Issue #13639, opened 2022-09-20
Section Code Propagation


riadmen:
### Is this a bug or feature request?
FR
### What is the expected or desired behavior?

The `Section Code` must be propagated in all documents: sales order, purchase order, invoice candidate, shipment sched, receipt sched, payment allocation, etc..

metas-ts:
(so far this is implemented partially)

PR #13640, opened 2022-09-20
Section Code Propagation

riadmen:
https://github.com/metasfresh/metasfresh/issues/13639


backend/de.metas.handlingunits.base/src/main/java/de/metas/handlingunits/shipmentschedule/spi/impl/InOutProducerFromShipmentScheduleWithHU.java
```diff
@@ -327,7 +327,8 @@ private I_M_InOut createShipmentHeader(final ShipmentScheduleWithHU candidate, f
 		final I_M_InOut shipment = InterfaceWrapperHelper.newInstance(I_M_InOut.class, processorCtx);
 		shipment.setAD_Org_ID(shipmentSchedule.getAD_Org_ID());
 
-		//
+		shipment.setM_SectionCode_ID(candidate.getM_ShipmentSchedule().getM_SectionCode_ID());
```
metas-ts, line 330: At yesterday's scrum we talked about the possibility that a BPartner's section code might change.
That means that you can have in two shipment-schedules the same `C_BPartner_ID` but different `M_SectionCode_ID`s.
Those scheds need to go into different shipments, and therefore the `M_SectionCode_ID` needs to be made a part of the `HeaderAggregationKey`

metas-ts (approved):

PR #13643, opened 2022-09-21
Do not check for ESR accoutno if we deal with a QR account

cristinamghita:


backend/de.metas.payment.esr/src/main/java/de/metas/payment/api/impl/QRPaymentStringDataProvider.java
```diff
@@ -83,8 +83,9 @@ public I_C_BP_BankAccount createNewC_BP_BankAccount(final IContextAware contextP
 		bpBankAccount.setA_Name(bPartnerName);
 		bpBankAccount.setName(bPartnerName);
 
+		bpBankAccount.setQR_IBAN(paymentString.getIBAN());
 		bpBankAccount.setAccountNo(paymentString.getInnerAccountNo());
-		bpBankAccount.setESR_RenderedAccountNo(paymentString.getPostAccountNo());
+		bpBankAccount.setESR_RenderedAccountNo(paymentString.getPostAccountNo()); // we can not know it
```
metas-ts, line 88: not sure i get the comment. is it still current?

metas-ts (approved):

*****

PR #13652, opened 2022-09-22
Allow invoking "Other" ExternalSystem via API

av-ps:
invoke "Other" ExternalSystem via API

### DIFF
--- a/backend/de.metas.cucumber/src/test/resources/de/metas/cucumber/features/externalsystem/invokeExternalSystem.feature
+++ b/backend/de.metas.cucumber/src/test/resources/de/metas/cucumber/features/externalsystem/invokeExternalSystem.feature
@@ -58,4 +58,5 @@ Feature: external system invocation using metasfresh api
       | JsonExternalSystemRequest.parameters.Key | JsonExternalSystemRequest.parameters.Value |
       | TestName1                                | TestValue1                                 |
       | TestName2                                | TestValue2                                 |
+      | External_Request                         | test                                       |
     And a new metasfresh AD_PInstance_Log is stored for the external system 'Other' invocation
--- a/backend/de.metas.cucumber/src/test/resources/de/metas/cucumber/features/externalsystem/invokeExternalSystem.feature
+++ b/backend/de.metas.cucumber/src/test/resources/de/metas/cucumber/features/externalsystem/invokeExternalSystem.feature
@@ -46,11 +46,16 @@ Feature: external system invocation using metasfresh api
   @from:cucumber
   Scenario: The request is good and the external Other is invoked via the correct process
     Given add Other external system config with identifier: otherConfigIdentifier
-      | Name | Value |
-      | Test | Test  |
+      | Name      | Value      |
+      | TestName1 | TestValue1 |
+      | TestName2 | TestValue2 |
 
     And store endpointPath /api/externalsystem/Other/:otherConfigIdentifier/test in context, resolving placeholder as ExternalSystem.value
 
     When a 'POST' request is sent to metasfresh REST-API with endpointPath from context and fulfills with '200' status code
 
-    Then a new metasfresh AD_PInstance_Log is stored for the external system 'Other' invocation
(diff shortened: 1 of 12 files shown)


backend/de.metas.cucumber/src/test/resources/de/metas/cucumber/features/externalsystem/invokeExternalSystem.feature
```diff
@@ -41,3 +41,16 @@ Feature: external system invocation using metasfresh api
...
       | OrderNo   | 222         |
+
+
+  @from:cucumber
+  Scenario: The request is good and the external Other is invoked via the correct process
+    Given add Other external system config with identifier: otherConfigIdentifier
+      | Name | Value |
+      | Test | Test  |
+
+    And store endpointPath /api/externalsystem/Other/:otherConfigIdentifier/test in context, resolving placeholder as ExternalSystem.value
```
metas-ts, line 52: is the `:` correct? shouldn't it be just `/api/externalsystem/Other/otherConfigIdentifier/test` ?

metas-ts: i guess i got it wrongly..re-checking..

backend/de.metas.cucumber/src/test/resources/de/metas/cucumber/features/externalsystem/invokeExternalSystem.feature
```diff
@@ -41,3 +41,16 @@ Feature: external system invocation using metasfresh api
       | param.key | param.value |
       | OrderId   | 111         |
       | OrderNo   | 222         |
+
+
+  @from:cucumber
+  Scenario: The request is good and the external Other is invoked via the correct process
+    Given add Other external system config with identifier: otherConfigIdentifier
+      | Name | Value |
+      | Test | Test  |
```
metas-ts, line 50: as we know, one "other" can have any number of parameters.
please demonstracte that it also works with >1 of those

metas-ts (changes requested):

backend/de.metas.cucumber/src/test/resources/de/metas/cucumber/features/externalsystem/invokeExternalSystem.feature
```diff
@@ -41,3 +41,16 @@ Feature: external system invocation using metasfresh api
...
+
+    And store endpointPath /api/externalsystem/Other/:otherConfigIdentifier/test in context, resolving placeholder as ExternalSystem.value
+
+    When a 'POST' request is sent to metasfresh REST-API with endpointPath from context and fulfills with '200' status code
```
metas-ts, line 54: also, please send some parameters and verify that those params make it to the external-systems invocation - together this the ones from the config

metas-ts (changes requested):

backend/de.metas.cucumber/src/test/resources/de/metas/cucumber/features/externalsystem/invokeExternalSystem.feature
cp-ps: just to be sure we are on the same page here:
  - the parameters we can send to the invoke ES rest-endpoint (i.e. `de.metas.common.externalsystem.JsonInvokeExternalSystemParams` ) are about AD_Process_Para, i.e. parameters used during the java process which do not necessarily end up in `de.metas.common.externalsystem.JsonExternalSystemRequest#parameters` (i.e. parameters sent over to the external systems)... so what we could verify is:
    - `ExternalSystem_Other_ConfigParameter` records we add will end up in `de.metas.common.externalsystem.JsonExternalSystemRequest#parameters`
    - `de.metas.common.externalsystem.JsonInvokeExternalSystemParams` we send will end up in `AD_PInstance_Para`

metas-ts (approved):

*****

What the exercise asks
Working from the records above, write out verbatim only the lines from the line containing "Issue #13639, opened 2022-09-20" through the line containing "PR #13640, opened 2022-09-20".

Output for this task
Issue #13639, opened 2022-09-20
Section Code Propagation


riadmen:
### Is this a bug or feature request?
FR
### What is the expected or desired behavior?

The `Section Code` must be propagated in all documents: sales order, purchase order, invoice candidate, shipment sched, receipt sched, payment allocation, etc..

metas-ts:
(so far this is implemented partially)

PR #13640, opened 2022-09-20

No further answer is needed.